## Aim of the task
Taking the line that contains "rainemak: Sounds like a plan." as the first and the final line of the records as the last, write out every line between them exactly, ends included, and nothing else.
##### Input material #####
PR #371, opened 2015-07-07
Use persistent connection to update tab titles. JB#30433

rojkov:


src/declarativetabmodel.h
```diff
@@ -107,7 +106,7 @@ public slots:
     virtual void updateThumbPath(int tabId, QString path) = 0;
 
     // This should be replaced by m_activeTabIndex
```
rainemak: Remove the above comment :)

```m_activeTabIndex``` is as good as ```m_activeTabId``` both would occasionally trigger some searching by index or by tabId.

File: src/declarativetabmodel.cpp [hunk 2]
```diff
@@ -249,7 +250,8 @@ const QList<Tab> &DeclarativeTabModel::tabs() const
 
 const Tab &DeclarativeTabModel::activeTab() const
 {
-    return m_activeTab;
+    Q_ASSERT(contains(m_activeTabId));
```
rainemak: What if all tabs are closed?

tests/auto/tst_declarativetabmodel/tst_declarativetabmodel.cpp
```diff
@@ -283,9 +281,6 @@ void tst_declarativetabmodel::multipleTabsWithSameUrls()
     QCOMPARE(tabModel->data(modelIndex, DeclarativeTabModel::UrlRole).toString(), page2Tab1Url);
     QVERIFY(tabModel->data(modelIndex, DeclarativeTabModel::TitleRole).toString().isEmpty());
 
-    tabModel->updateTitle(tab2, true, page2Tab2Url, page2Tab2Title);
-    QCOMPARE(tabModel->activeTab().title(), page2Tab2Title);
-
```
rainemak: Would be good to test that both url and title are updated correctly. One approach that we could take is that we utilize the mock webpage, add apis to the mock for setting url and title, and connect the mock the model. This way test case could control input and verify that model updates correctly.

src/declarativetabmodel.cpp
rojkov: Good point!
The assertion gets triggered when switching to the private mode at the function updating `DeclarativeWebContainer::m_tabId`. Now I wonder why we need to maintain `m_tabId` in `DeclarativeWebContainer`...

tests/auto/tst_declarativetabmodel/tst_declarativetabmodel.cpp
rojkov: Yes. I'd like to rewrite tst_declarativetabmodel where each test case would run in the same environment set up in setUp() and tearDown() functions.

src/declarativetabmodel.cpp
rainemak: Probably with a connection to the active model we could remove ```m_tabId``` from DeclarativeWebContainer as well and just leave tabId() method to return activate tab id from the current active model. It is used in ```DeclarativeWebContainer::reload``` and in WebView.qml within the WebPage {} to check if this is the active tab.

Maybe at some point we could add an attached property like ```isCurrentItem``` to the webpage.

tests/auto/tst_declarativetabmodel/tst_declarativetabmodel.cpp
rainemak: Sounds like a plan.

rojkov:
I've dropped `DeclarativeWebContainer::m_tabId` and simplified the signature of `activeTabChanged()` signal. The assertion in `DeclarativeTabModel::activeTab()` should be safe now.

tests/auto/tst_declarativetabmodel/tst_declarativetabmodel.cpp
```diff
@@ -58,8 +58,6 @@ private slots:
     void invalidTabs_data();
```
rainemak: At least activateTabs and closeActiveTab are failing due to signal prototype change.

QSignalSpy::QSignalSpy:88 - QSignalSpy: No such signal: 'activeTabChanged(int,int)'

rainemak:
All in all, looking good. Minor fix needed for tst_declarativetabmodel and one commit message had a typo.

tests/auto/tst_declarativetabmodel/tst_declarativetabmodel.cpp
rojkov: Updated the signal's signature.

rojkov:
fixed the commit message

rainemak:
LGTM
#####
## Result of the exercise
rainemak: Sounds like a plan.

rojkov:
I've dropped `DeclarativeWebContainer::m_tabId` and simplified the signature of `activeTabChanged()` signal. The assertion in `DeclarativeTabModel::activeTab()` should be safe now.

tests/auto/tst_declarativetabmodel/tst_declarativetabmodel.cpp
```diff
@@ -58,8 +58,6 @@ private slots:
     void invalidTabs_data();
```
rainemak: At least activateTabs and closeActiveTab are failing due to signal prototype change.

QSignalSpy::QSignalSpy:88 - QSignalSpy: No such signal: 'activeTabChanged(int,int)'

rainemak:
All in all, looking good. Minor fix needed for tst_declarativetabmodel and one commit message had a typo.

tests/auto/tst_declarativetabmodel/tst_declarativetabmodel.cpp
rojkov: Updated the signal's signature.

rojkov:
fixed the commit message

rainemak:
LGTM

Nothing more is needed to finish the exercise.